Aim of the exercise: Could you count how many lines of the data include "those" and answer with the number only?

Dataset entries
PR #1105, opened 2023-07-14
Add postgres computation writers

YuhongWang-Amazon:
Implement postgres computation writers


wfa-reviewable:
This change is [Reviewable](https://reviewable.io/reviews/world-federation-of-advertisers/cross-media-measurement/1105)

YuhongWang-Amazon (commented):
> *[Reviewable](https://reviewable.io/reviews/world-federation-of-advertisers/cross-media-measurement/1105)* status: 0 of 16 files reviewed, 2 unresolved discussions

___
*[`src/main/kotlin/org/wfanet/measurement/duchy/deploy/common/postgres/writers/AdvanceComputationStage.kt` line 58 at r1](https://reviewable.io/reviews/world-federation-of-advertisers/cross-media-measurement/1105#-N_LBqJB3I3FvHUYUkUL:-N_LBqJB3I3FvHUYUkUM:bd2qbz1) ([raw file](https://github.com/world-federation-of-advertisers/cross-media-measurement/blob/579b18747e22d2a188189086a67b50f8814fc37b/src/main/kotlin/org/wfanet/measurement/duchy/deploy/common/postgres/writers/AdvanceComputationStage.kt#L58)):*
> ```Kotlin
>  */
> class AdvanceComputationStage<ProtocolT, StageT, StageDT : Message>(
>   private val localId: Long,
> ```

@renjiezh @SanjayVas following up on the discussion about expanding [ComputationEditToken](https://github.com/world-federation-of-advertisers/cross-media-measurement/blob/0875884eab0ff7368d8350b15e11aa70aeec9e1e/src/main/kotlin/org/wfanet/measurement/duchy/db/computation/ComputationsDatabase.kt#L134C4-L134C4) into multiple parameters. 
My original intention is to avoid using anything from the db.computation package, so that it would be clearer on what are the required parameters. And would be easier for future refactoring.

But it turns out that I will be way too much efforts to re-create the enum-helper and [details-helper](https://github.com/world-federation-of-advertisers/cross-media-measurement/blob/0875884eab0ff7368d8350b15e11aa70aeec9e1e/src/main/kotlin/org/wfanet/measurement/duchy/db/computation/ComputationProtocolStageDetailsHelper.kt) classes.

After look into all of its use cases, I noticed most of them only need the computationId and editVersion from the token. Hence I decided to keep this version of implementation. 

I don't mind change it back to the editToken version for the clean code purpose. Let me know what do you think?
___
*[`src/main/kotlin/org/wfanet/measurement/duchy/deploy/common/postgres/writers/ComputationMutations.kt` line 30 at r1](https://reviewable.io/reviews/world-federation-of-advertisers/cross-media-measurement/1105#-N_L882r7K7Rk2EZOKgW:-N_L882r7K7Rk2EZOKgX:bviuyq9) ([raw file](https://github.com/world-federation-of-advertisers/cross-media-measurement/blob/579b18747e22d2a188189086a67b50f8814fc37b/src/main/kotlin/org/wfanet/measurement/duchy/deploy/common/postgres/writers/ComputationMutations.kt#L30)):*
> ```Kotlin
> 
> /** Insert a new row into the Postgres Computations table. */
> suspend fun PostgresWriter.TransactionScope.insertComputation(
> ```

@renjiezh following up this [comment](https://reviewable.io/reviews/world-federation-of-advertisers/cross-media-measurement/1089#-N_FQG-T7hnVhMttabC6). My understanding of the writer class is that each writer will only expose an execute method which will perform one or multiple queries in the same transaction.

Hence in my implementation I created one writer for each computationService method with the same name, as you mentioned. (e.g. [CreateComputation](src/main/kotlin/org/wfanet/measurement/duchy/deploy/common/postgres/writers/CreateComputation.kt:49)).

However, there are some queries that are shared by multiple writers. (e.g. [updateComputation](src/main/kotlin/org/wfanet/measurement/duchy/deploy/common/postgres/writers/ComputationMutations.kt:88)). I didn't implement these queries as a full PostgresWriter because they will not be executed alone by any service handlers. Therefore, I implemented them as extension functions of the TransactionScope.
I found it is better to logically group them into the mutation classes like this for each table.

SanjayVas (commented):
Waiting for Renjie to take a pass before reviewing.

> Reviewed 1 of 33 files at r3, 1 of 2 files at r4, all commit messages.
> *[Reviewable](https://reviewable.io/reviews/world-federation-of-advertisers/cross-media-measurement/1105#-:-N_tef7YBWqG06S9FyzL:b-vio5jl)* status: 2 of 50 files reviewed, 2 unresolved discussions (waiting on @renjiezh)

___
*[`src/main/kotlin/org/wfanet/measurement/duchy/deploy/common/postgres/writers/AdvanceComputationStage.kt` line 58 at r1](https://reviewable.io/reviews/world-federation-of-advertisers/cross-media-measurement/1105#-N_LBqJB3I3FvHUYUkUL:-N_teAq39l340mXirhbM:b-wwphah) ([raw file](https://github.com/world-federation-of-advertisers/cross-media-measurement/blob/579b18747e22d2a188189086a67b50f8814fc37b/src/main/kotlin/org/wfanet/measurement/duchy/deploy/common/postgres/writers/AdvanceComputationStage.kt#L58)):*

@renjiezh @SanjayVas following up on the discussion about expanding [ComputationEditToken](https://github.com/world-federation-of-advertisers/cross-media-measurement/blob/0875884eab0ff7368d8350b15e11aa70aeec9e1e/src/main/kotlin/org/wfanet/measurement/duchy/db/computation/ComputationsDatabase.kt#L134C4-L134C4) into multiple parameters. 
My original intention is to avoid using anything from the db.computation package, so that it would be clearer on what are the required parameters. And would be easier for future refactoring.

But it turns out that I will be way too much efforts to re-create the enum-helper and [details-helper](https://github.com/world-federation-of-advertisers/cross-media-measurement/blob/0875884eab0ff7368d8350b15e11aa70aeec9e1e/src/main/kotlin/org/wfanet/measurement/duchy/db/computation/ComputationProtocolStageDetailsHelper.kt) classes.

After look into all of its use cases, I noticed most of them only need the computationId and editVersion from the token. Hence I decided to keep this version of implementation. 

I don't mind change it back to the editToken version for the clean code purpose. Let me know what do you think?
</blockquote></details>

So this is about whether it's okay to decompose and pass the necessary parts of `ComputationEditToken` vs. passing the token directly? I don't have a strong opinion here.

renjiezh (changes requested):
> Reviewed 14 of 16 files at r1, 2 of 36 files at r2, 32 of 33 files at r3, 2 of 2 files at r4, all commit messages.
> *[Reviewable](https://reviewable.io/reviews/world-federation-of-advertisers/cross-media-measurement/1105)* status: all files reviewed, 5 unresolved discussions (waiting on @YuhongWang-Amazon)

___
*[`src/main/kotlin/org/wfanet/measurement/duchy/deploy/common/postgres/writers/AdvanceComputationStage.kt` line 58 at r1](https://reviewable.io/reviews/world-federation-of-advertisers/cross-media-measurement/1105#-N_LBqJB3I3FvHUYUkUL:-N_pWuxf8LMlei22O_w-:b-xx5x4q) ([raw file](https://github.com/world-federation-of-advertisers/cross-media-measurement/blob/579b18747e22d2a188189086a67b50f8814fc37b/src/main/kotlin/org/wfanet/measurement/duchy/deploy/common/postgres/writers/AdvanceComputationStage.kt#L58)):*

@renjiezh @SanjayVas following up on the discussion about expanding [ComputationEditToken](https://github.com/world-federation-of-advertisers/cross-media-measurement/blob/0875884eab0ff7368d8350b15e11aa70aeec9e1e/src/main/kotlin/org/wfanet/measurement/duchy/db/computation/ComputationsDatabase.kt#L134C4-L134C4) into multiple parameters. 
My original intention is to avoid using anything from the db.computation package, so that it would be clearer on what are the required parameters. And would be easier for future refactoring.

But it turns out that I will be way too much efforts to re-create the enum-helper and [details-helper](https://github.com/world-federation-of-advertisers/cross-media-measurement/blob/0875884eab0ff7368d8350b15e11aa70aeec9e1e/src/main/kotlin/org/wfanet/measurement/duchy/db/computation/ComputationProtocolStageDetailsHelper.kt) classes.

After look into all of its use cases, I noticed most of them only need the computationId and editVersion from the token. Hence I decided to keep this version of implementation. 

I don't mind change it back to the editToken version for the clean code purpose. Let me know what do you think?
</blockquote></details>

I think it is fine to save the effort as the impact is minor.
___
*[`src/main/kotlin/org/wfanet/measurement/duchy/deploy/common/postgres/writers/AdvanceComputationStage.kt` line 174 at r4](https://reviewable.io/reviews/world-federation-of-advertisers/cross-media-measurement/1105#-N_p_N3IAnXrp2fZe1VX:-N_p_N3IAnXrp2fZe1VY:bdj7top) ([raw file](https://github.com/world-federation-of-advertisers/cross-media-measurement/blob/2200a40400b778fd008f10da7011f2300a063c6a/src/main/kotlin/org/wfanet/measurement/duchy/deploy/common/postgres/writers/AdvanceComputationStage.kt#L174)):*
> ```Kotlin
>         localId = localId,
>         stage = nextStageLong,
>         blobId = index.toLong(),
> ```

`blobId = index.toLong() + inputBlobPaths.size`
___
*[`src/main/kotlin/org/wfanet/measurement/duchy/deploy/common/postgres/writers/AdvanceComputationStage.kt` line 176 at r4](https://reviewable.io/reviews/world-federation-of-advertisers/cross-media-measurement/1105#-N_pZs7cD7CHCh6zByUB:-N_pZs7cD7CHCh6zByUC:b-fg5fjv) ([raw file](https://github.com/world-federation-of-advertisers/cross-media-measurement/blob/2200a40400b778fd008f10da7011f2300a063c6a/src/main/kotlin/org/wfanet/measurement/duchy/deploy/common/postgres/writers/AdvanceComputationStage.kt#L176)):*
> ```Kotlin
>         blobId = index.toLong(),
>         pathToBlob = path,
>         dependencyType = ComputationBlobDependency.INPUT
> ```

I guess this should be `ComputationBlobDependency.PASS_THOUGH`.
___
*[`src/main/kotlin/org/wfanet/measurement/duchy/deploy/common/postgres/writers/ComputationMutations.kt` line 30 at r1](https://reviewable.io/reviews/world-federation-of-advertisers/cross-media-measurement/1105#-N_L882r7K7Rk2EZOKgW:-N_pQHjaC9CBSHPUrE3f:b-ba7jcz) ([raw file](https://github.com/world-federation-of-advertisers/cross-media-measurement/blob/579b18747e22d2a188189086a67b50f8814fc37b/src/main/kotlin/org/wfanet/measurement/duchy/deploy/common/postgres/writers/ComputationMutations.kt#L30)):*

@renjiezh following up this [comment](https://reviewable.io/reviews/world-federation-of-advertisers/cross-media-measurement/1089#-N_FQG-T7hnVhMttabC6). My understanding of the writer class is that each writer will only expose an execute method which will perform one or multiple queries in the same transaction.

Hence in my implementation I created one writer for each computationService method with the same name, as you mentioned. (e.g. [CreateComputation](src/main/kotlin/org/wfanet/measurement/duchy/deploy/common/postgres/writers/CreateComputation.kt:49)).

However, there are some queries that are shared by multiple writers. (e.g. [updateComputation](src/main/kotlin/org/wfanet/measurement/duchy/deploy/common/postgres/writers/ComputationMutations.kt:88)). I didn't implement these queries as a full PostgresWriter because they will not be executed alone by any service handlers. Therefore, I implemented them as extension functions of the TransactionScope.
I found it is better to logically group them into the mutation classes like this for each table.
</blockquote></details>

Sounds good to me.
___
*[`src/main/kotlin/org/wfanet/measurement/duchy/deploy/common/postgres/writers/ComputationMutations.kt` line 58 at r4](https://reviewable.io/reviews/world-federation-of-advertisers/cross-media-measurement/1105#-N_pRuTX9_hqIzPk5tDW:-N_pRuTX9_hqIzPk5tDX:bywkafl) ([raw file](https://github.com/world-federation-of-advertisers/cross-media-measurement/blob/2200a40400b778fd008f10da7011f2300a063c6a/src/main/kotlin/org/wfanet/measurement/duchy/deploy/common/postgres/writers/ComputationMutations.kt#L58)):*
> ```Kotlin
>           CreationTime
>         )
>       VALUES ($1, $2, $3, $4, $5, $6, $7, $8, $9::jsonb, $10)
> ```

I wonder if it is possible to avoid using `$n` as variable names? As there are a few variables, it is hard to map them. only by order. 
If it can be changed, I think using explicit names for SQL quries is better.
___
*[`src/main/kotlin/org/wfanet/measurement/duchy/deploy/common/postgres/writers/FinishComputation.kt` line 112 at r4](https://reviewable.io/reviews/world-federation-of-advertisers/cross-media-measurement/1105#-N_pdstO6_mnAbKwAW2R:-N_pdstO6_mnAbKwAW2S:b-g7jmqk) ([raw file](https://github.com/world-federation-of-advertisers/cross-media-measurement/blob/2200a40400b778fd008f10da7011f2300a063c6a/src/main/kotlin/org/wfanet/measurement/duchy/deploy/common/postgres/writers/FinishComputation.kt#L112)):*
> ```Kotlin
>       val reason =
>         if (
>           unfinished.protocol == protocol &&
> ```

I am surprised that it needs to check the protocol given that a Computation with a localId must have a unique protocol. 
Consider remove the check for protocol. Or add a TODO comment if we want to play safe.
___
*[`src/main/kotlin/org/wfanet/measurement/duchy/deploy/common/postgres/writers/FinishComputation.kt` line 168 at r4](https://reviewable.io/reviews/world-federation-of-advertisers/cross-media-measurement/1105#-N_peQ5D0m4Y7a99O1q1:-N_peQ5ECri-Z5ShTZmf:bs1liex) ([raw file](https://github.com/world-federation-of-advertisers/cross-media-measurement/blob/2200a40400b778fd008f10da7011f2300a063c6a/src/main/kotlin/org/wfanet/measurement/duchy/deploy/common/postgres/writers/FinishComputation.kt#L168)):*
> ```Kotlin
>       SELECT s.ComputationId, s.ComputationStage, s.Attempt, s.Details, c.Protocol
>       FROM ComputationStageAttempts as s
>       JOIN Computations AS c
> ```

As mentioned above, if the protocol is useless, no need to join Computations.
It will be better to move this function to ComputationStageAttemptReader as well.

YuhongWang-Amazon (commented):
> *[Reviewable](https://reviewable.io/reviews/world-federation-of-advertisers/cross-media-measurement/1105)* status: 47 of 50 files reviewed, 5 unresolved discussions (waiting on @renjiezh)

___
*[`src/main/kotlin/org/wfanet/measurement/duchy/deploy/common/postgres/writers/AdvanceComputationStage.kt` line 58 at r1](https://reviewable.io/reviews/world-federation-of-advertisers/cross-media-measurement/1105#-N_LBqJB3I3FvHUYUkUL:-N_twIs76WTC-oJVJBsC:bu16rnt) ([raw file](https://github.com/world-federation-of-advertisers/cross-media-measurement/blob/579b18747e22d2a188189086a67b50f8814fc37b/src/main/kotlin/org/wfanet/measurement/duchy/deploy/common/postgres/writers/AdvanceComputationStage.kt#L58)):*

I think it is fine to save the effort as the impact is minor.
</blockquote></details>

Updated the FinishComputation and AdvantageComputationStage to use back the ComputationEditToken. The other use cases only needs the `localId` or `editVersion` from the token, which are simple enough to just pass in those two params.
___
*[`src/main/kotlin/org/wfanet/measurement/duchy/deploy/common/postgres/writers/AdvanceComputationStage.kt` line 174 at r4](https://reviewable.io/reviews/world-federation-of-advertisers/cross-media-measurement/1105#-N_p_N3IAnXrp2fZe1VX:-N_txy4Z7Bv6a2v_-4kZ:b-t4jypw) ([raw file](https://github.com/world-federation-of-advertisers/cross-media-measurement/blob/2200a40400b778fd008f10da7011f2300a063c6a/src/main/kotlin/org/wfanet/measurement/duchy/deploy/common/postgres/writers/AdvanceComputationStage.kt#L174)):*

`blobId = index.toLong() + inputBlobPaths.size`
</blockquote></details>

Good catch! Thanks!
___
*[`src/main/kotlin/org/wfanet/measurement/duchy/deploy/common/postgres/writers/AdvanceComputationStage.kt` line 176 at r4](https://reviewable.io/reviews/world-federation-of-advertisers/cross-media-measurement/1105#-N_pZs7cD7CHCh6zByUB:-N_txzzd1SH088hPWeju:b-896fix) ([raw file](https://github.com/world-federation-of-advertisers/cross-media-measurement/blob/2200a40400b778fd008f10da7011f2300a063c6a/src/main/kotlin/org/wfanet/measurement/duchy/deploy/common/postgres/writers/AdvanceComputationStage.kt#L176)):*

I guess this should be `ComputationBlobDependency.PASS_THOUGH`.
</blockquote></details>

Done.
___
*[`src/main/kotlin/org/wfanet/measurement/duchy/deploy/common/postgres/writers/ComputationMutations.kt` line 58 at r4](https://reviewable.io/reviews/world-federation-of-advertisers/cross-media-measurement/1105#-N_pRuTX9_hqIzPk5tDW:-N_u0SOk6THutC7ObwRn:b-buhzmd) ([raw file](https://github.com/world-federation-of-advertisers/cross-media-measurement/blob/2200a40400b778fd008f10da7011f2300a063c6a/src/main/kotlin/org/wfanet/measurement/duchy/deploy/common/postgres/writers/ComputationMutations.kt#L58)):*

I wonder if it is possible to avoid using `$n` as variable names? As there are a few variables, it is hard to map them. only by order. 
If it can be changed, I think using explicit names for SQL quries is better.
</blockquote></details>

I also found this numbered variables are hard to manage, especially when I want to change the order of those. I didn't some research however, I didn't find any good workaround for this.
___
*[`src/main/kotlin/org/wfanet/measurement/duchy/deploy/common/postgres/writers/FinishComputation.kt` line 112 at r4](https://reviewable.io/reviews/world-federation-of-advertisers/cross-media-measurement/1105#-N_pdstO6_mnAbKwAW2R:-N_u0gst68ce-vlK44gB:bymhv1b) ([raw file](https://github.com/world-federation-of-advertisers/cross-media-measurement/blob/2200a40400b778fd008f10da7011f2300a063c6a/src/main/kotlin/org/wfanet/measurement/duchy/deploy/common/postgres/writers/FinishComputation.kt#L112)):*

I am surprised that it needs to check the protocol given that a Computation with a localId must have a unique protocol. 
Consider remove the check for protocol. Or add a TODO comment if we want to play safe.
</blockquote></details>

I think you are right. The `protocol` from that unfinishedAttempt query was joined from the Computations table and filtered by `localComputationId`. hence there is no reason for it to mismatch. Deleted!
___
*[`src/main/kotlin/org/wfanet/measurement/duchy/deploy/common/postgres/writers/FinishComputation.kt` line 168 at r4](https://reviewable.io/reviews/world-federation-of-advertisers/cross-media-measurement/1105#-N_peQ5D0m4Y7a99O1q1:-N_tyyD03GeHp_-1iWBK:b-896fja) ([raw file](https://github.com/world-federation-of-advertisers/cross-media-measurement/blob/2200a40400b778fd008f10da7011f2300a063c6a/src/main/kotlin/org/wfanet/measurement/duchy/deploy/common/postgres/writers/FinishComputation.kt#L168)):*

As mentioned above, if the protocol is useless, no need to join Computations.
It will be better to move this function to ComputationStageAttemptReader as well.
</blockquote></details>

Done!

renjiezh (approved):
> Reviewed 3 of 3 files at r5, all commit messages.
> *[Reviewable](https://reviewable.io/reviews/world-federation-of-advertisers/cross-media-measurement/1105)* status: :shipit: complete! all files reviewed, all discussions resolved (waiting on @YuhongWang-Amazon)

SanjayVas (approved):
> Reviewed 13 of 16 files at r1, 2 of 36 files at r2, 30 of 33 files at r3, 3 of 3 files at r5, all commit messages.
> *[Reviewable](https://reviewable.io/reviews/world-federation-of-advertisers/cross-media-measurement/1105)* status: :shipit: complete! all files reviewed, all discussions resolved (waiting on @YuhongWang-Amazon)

Task output: 2